■ Problem
Look through the records below for the line holding "PR #144, opened 2020-07-07". Write it out exactly, with each following line through the line holding "Q: Is there".
+ + + +
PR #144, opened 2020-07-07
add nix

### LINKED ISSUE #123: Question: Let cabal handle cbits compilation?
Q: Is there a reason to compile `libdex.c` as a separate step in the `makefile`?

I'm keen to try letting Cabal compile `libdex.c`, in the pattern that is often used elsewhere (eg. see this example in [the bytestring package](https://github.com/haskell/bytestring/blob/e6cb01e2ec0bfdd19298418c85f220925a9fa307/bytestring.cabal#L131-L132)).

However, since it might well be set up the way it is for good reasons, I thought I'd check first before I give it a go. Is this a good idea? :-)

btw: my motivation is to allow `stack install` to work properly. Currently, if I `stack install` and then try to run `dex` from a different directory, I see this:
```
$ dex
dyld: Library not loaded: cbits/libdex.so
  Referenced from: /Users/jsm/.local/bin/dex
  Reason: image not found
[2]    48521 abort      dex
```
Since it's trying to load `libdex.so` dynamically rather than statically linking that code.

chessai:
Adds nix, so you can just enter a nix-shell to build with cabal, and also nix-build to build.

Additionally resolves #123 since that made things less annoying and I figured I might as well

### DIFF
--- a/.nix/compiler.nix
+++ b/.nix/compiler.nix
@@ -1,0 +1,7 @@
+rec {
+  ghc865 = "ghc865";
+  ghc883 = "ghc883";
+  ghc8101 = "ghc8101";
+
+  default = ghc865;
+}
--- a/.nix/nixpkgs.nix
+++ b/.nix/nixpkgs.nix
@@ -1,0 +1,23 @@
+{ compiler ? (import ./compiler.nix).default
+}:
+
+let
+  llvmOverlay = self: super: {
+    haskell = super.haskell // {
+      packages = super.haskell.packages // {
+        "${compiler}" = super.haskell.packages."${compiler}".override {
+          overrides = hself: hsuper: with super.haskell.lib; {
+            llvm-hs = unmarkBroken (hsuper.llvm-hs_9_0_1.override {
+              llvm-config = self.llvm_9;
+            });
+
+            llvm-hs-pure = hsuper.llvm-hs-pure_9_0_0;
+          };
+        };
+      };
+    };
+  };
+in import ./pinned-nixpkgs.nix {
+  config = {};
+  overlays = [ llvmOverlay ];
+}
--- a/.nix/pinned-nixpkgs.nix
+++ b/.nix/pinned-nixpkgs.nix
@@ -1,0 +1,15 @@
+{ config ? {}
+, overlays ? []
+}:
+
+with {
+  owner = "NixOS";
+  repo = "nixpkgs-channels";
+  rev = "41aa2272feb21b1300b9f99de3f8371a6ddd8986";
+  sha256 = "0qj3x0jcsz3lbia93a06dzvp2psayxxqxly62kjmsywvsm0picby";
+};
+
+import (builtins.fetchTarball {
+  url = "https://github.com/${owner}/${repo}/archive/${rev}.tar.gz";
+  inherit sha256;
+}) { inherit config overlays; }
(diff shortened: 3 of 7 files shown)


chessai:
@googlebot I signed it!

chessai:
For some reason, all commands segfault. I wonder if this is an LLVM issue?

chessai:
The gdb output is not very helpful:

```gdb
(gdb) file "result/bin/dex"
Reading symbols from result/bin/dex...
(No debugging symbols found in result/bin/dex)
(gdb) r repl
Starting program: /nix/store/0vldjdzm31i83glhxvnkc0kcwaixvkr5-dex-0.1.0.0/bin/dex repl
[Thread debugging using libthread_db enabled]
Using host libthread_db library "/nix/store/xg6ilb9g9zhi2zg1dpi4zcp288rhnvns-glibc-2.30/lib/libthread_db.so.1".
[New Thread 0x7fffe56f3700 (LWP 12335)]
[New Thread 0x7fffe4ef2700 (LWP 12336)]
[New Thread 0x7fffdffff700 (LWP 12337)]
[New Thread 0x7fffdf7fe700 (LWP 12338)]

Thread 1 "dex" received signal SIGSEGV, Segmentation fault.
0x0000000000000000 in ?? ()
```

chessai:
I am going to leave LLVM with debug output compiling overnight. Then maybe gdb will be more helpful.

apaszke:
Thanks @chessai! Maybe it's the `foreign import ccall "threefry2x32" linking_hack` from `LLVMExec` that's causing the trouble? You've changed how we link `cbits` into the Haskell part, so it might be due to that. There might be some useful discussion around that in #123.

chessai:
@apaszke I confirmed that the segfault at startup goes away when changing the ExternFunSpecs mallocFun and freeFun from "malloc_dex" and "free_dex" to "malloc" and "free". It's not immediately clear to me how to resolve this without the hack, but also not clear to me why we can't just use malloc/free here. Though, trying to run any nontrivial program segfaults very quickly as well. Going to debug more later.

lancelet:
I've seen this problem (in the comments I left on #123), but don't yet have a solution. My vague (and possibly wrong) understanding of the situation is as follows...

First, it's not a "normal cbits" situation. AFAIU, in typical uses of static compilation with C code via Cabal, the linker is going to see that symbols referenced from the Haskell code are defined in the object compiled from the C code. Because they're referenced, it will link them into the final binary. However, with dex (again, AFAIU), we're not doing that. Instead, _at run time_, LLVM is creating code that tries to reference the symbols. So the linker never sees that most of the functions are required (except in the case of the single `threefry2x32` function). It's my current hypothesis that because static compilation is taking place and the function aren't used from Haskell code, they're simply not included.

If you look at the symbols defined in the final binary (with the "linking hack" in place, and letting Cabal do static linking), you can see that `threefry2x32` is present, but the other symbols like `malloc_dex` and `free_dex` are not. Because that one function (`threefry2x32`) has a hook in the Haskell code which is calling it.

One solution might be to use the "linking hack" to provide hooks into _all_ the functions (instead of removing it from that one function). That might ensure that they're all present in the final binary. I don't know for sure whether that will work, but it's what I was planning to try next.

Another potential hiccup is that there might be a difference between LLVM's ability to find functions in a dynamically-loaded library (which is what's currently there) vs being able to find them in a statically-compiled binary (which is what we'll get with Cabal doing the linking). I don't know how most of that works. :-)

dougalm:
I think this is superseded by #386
+ + + +
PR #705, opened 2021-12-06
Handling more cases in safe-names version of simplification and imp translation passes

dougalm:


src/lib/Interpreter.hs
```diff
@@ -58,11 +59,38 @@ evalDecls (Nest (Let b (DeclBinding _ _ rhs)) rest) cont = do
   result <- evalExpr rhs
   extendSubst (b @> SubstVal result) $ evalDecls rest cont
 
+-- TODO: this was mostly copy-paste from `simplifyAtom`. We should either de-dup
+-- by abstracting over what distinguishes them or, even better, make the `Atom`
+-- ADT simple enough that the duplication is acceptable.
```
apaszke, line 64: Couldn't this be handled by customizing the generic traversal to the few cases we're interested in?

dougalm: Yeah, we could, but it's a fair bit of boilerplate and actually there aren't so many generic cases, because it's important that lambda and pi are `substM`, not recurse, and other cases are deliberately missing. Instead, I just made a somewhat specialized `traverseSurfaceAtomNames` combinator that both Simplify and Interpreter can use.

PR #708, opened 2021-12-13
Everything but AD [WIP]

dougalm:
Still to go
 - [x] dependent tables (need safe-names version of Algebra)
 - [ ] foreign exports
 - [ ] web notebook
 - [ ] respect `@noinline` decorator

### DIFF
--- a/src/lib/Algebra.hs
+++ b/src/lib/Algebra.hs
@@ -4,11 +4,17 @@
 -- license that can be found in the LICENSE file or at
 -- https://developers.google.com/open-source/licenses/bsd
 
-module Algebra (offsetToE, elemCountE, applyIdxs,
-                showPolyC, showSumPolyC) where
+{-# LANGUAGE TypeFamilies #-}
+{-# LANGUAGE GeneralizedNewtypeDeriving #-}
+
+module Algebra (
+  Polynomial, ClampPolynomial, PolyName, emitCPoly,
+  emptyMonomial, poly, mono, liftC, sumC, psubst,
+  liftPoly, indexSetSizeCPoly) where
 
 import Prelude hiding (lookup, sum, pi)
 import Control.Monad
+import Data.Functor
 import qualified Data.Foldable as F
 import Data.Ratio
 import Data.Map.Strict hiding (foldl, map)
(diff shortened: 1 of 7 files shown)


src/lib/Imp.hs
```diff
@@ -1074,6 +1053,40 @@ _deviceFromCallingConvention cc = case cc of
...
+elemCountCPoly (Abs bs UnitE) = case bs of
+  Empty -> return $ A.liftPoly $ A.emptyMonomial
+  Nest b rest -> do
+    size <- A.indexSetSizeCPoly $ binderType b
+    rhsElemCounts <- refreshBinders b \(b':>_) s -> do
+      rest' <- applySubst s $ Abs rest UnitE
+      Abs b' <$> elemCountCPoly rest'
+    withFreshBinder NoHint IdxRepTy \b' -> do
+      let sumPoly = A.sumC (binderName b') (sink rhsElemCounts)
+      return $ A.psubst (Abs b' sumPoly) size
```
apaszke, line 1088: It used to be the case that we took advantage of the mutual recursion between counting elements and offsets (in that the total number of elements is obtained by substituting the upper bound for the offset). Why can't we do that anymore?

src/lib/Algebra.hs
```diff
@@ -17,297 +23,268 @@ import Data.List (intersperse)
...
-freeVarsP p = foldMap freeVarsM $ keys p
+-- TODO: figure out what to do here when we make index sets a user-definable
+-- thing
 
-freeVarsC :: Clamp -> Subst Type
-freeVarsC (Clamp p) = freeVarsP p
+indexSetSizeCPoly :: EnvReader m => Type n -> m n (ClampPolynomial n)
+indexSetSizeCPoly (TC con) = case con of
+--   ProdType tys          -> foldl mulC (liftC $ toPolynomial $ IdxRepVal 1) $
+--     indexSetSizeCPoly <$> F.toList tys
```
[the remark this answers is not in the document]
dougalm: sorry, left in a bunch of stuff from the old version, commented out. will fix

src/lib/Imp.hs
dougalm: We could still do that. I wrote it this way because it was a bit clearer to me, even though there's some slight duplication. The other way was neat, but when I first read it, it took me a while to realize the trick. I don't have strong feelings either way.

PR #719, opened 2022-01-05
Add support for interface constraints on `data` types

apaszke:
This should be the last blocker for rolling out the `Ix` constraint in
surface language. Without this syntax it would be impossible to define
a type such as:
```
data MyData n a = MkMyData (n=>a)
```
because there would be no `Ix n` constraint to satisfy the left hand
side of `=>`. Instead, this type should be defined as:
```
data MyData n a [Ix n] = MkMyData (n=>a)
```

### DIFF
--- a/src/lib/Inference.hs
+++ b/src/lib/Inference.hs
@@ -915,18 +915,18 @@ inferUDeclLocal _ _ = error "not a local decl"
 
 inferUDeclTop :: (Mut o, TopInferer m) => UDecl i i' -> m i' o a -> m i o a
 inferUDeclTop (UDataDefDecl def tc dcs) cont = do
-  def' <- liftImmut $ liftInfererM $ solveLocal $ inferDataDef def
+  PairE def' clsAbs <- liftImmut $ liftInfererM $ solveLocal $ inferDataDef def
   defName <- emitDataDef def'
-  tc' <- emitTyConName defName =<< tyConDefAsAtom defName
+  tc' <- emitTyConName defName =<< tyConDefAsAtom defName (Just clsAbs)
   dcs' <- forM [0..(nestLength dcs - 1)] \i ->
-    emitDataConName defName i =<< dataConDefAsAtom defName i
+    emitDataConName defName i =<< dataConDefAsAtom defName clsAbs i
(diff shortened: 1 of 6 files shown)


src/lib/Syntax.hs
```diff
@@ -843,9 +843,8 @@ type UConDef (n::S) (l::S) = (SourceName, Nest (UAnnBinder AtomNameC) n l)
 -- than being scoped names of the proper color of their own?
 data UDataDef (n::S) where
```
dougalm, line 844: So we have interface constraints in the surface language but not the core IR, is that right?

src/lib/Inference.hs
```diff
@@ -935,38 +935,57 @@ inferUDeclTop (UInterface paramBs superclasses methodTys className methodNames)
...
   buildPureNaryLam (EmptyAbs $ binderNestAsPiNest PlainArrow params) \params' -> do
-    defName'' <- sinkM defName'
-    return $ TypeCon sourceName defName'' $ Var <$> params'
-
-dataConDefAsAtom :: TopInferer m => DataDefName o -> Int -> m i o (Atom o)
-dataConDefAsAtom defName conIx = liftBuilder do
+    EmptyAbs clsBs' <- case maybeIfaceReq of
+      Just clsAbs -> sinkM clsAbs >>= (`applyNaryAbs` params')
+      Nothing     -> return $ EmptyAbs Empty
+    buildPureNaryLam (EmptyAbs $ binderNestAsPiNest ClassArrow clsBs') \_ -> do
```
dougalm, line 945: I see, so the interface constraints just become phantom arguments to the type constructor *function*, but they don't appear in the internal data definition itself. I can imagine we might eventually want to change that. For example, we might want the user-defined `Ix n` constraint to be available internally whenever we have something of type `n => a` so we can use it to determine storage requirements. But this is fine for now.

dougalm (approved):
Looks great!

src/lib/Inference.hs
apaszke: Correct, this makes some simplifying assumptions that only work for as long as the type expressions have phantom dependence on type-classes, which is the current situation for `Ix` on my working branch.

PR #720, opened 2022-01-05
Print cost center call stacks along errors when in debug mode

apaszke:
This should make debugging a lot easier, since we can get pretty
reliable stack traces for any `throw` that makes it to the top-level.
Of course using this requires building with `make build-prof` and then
+ + + +
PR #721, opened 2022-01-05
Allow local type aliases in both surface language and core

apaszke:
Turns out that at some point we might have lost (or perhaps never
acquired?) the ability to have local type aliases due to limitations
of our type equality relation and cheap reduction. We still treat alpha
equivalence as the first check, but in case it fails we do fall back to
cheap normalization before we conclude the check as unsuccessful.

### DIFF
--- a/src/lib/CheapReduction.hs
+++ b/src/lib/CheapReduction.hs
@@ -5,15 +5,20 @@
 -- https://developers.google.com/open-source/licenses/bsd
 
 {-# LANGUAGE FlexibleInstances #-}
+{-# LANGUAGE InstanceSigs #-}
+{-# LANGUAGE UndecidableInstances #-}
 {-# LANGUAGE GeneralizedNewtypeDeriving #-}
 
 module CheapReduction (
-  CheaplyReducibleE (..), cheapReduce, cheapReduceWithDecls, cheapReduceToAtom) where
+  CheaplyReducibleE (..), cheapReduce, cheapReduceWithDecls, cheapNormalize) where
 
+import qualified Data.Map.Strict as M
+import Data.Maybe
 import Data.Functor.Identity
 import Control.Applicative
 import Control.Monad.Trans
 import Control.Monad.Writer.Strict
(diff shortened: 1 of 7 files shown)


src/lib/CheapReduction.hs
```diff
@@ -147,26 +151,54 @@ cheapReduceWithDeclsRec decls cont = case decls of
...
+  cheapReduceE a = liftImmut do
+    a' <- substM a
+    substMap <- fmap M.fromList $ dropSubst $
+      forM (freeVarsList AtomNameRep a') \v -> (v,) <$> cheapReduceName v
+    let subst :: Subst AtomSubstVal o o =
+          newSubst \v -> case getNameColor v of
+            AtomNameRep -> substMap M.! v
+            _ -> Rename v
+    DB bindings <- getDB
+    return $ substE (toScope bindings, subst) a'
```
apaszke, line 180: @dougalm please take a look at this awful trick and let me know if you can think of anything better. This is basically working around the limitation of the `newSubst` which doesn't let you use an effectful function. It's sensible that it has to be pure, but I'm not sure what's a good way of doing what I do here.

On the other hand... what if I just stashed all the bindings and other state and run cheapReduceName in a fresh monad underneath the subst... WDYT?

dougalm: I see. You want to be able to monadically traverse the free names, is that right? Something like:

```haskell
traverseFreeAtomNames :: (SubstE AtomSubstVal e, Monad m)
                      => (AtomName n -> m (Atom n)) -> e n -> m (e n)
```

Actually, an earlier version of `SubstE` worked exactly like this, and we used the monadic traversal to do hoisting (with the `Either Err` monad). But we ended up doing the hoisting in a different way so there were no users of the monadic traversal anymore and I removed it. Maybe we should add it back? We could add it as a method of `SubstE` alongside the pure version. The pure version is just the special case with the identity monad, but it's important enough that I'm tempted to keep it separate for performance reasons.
+ + + +
■ Output of the exercise
PR #144, opened 2020-07-07
add nix

### LINKED ISSUE #123: Question: Let cabal handle cbits compilation?
Q: Is there a reason to compile `libdex.c` as a separate step in the `makefile`?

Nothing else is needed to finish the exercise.